# REQUIRED ACTION:
Give back each line below verbatim.

[Opening LISTED RECORDS section]

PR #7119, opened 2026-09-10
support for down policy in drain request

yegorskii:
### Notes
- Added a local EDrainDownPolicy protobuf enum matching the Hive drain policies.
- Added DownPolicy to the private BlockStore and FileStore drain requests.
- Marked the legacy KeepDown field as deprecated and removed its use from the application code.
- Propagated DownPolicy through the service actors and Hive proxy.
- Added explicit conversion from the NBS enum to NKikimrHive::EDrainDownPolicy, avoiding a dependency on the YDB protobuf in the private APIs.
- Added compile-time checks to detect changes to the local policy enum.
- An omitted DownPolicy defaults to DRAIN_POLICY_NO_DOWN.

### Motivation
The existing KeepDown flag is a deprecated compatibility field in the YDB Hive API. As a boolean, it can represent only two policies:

[Closing LISTED RECORDS section]

# ANSWER TO THE EXERCISE:
PR #7119, opened 2026-09-10
support for down policy in drain request

yegorskii:
### Notes
- Added a local EDrainDownPolicy protobuf enum matching the Hive drain policies.
- Added DownPolicy to the private BlockStore and FileStore drain requests.
- Marked the legacy KeepDown field as deprecated and removed its use from the application code.
- Propagated DownPolicy through the service actors and Hive proxy.
- Added explicit conversion from the NBS enum to NKikimrHive::EDrainDownPolicy, avoiding a dependency on the YDB protobuf in the private APIs.
- Added compile-time checks to detect changes to the local policy enum.
- An omitted DownPolicy defaults to DRAIN_POLICY_NO_DOWN.

### Motivation
The existing KeepDown flag is a deprecated compatibility field in the YDB Hive API. As a boolean, it can represent only two policies:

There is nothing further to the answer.